[[ DATA FOR ANALYSIS, beginning ]]

PR #2124, opened 2023-05-17
Add main class to jar manfiest in assembly

romanowski:


lwronski (approved):

Gedochao (approved):

Gedochao:
I just rebased this to include the fix from #2123, so that `docs-tests` can pass on the CI.

PR #2127, opened 2023-05-19
Bump toolkit to `v0.1.7` and handle the separate `toolkit-test` dependency

### LINKED ISSUE #2060: Using toolkit should add toolkit-test dependecy for test scope
Issue in Toolkit repo: https://github.com/scala/toolkit/issues/13
Using the toolkit directive (`using toolkit ...`) should add a dependency on `toolkit-test` artifact in the test scope.
The same behavior should be present for the command line option.

Gedochao:
Fixes #2060 

- bumps `toolkit` to `v0.1.7`
- since `toolkit` now consists of 2 dependencies (`toolkit` and `toolkit-test`), both are now added when the `--toolkit` option is passed or the `//> using toolkit latest` directive is declared
- for the `//> using toolkit` directive, `toolkit-test` is added to the test scope only (so to use `munit` one has to run a test scope source)
- for the `--toolkit` option `toolkit-test` is added to the main scope
  - adding it to the test scope only like in the `using` directive would require a large refactor and won't be done in this PR
  - if we decide to bring it in sync with the `using` directive, we should track it under a separate ticket and plan the time for it
  - the effort necessary would mostly cover adding a `--test-dependency` option, as we'd have to add API for passing `WithBuildRequirements[BuildOptions]` from the `cli` module
- the `//> using test.toolkit` directive puts both of the dependencies (`toolkit` and `toolkit-test`) in the test scope (as does putting the `//> using toolkit` directive in a test scope source)
-  backwards compatibility for `toolkit` `v0.1.6` and older is kept

cc @szymon-rd


szymon-rd:
Feature-wise, it seems great! And to be honest, right now we do not need to care that much about keeping backward compat.

modules/directives/src/main/scala/scala/build/preprocessing/directives/Toolkit.scala
```diff
@@ -32,32 +35,70 @@ final case class Toolkit(
...
+          )
   val handler: DirectiveHandler[Toolkit] = DirectiveHandler.derive
-  def buildOptions(t: Positioned[String]): Either[BuildException, BuildOptions] =
-    Right {
-      BuildOptions(
-        classPathOptions = ClassPathOptions(
-          extraDependencies = ShadowingSeq.from(List(resolveDependency(t)))
-        )
-      )
+  private def buildOptionsWithScopeRequirement(
```
lwronski, line 94: What do you think about this approach? I tried to simplify this function

https://github.com/VirtusLab/scala-cli/commit/6183b76aae8371cb7367101cbd4346a1cd164616

Gedochao: I don't think your approach will work... for the standard `//> using toolkit` directive, we need `toolkit` in the main scope and `toolkit-test` in the test scope, while your solution puts both in `main`.
My code gets complex partially because I need to merge both back into a single `BuildOptions` instance for `//> using test.toolkit`.
try it out with my tests if it's unclear.

lwronski: Right, It fixed it and now it should work - https://github.com/lwronski/scala-cli/commit/eb3eb6c0e86b81c0fdd1cfc7968286def922570c

MaciejG604 (approved):
LGTM!

lwronski (approved):
LGTM

PR #2133, opened 2023-05-22
Improve directive parsing errors & special-case `toolkit` directive version parsing

### LINKED ISSUE #2129: Fix error message on //> using toolkit
When somebody just writes:
```
//> using toolkit
```
He is met with this error message:
```
[error]  expected 1 for the  using directive key at [...]; but got 1 values, instead.
```
Some users may find it hard to fix and understand. Please, add error like this:
```
[error] You have to provide version for the toolkit. For example, use: //> using toolkit "latest"
```

Gedochao:
Fixes #2129 
~Depends on #2127~

This fixes directive parsing errors to include the actual key of the directive for which the error occurred.
Additionally, the `//> using toolkit` directive is now special-cased to produced a better error message specifically for the Scala Toolkit.

```bash
scala-cli -e '//> using toolkit'
# [error]  Encountered an error when parsing the `toolkit` using directive.
# Expected a version to be passed.
# Example: `//> using toolkit latest`
```

### DIFF
--- a/modules/build/src/test/scala/scala/build/tests/DirectiveTests.scala
+++ b/modules/build/src/test/scala/scala/build/tests/DirectiveTests.scala
@@ -9,6 +9,8 @@ import scala.build.tests.util.BloopServer
 import build.Ops.EitherThrowOps
 import dependency.AnyDependency
 
+import scala.build.errors.ToolkitDirectiveMissingVersionError
+
 class DirectiveTests extends munit.FunSuite {
 
   val buildThreads = BuildThreads.create()
@@ -87,11 +89,11 @@ class DirectiveTests extends munit.FunSuite {
     }
   }
 
-  test("resolve toolkit & toolkit-test dependency") {
+  test(s"resolve toolkit & toolkit-test dependency with version passed") {
     val testInputs = TestInputs(
       os.rel / "simple.sc" ->
-        """//> using toolkit latest
-          |""".stripMargin
+        s"""//> using toolkit latest
+           |""".stripMargin
     )
     testInputs.withBuilds(baseOptions, buildThreads, bloopConfigOpt) {
       (_, _, maybeBuilds) =>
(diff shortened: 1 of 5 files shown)


sjrd:
> Additionally, I added a specialcase enabling for the `toolkit` version not to be passed when declaring the directive.
> 
> In other words, this is now legal and will use the latest Scala `toolkit`:
> 
> ```scala
> //> using toolkit
> println(os.pwd)
> ```

I really don't think this is a good idea. There is already way too much emphasis in the scala-cli "documentation ecosystem" on using `latest.release`. It will be detrimental to the robustness of the Scala ecosystem. With that mindset, scala-cli will introduce in the Scala ecosystem a very big problem that it does not currently have.

Enshrining this mindset with an even shorter form in the definition of build files will only accentuate this phenomenon.

It would be much, much better to have a command-line command `scala-cli install toolkit` that adds the relevant `//> using toolkit "1.2.3"` line with the specific version available at the time of running the command. And the same for any other library, for that matter.

mpkocher:
> Fixes #2129 ~Depends on #2127~
> 
> This fixes directive parsing errors to include the actual key of the directive for which the error occurred. Additionally, I added a specialcase enabling for the `toolkit` version not to be passed when declaring the directive.
> 
> In other words, this is now legal and will use the latest Scala `toolkit`:
> 
> ```scala
> //> using toolkit
> println(os.pwd)
> ```

It's really not the greatest idea to randomly change the spec of how directives are defined. Where was the discussion on changing the semantics/spec?

Coming at it from another angle, what is the point of defining use cases and requirements/spec, if someone is just going to fundamentally change the semantics in a random PR.

szymon-rd:
It's a problematic solution as it introduces unexpected non-reproducibility of builds. We decided not to go in that direction.

Gedochao:
@mpkocher @sjrd I adjusted the code to return a meaningful error for when the `toolkit` version is missing. More discussion happened in #2129.
The TL;DR of it is that it was prevously discussed we shouldn't have `latest` as the implicit version.
Sorry for the confusion, it's on me.

sjrd:
Thank you :)

lwronski (approved):
LGTM

PR #2136, opened 2023-05-23
Add object wrapper flag and directive

### LINKED ISSUE #2117: Allow to use object as a script wrapper
**Version(s)**
Only from 1.0.0-RC2, everything is fine with previous releases.

**Describe the bug**
The script compile, then a `*** RUN ABORTED***` message is printed
image.

*(Of course I could use the new `test.dep` and `scl test myscript.sc` approach but it should run as before the old way)*

**To Reproduce**
- KO script : 
  - https://gist.github.com/dacr/fa515384be730103dbd37e7b3815b58f  
```scala
// ---------------------
//> using scala  "3.2.2"
//> using dep "org.scalatest::scalatest:3.2.15"
// ---------------------

import org.scalatest.*, flatspec.*, matchers.*

class PiTest extends AnyFlatSpec with should.Matchers {
  "pi calculus" should "return a precise enough pi value" in {
    math.Pi shouldBe 3.14158d +- 0.001d
  }
}
org.scalatest.tools.Runner.main(Array("-oDF", "-s", classOf[PiTest].getName))
```
- OK script : 
  - https://gist.github.com/dacr/78bb969a26d7394900396fd8ebd0142b

**Expected behaviour**
running fine without this error message and with this output : 
image

### LINKED ISSUE #2128: Update to 1.0.0-RC2 triggers 'assertion failed: asTerm called on not-a-Term val <none>'
**Version(s)**
1.0.0-RC2

**Describe the bug**
After upgrading to `1.0.0-RC2` the script below fails to compile with the following error:
```
Error: Unexpected error when compiling project_8be8567734-de847ff703: 'assertion failed: asTerm called on not-a-Term val <none>'
```

System: Tried Ubuntu 23.04 and 22.04 so far

**To Reproduce**
```scala
//> using scala "3.2.2"
//> using jvm "17"
//> using lib "com.github.alexarchambault::case-app:2.1.0-M24"

import caseapp._

case class Options(
  domain: String = "development"
)

object BuildAndRegister extends CaseApp[Options] {
  override def run(options: Options, remainingArgs: RemainingArgs): Unit = {}
}
```

```bash
scala-cli compile script.sc
```

Note that the bug only appears to occur on Scala 3 in combination with a script:

```bash
scala-cli --cli-version 1.0.0-RC2 compile script.sc # error
scala-cli --cli-version 1.0.0-RC1 compile           # works
scala-cli compile --scala-version 2.13              # also works

mv script.sc script.scala
scala-cli compile script.sc # works
```

Also, if we remove the default arg in the options case class, it also works again:

```diff
case class Options(
-  domain: String = "development"
+ domain: String
)
```

I haven't been able to minimize the example further yet.

One hunch is that the new class based wrapping triggers something here as it happens only in scripts.

**Expected behaviour**
The script should compile like in earlier versions.

MaciejG604:
Addresses #2128 and #2117

Adds cli flag `--object-wrapper` and `using objectWrapper` for forcing object-wrapping for script.

Additionally fixes wrong mainClass name being passed for scripts when filename contains special characters e.g. `-`

### DIFF
--- a/modules/build/src/main/scala/scala/build/preprocessing/ScriptPreprocessor.scala
+++ b/modules/build/src/main/scala/scala/build/preprocessing/ScriptPreprocessor.scala
@@ -160,16 +160,18 @@ case object ScriptPreprocessor extends Preprocessor {
     * @return
     *   code wrapper compatible with provided BuildOptions
     */
-  def getScriptWrapper(buildOptions: BuildOptions): CodeWrapper = {
-    val scalaVersionOpt = for {
-      maybeScalaVersion <- buildOptions.scalaOptions.scalaVersion
-      scalaVersion      <- maybeScalaVersion.versionOpt
-    } yield scalaVersion
-    buildOptions.scalaOptions.platform.map(_.value) match {
-      case Some(_: Platform.JS.type)                      => ObjectCodeWrapper
-      case _ if scalaVersionOpt.exists(_.startsWith("2")) => ObjectCodeWrapper
-      case _                                              => ClassCodeWrapper
+  def getScriptWrapper(buildOptions: BuildOptions): CodeWrapper =
+    buildOptions.scriptOptions.forceObjectWrapper match {
+      case Some(true) => ObjectCodeWrapper
+      case _ =>
+        val scalaVersionOpt = for {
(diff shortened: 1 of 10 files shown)


lwronski (approved):
LGTM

[[ DATA FOR ANALYSIS, end ]]

## WHAT IS REQUIRED
Reproduce exactly the lines from the beginning of the entries above up to and including the line that contains "Issue in Toolkit".

## YOUR SOLUTION
PR #2124, opened 2023-05-17
Add main class to jar manfiest in assembly

romanowski:


lwronski (approved):

Gedochao (approved):

Gedochao:
I just rebased this to include the fix from #2123, so that `docs-tests` can pass on the CI.

PR #2127, opened 2023-05-19
Bump toolkit to `v0.1.7` and handle the separate `toolkit-test` dependency

### LINKED ISSUE #2060: Using toolkit should add toolkit-test dependecy for test scope
Issue in Toolkit repo: https://github.com/scala/toolkit/issues/13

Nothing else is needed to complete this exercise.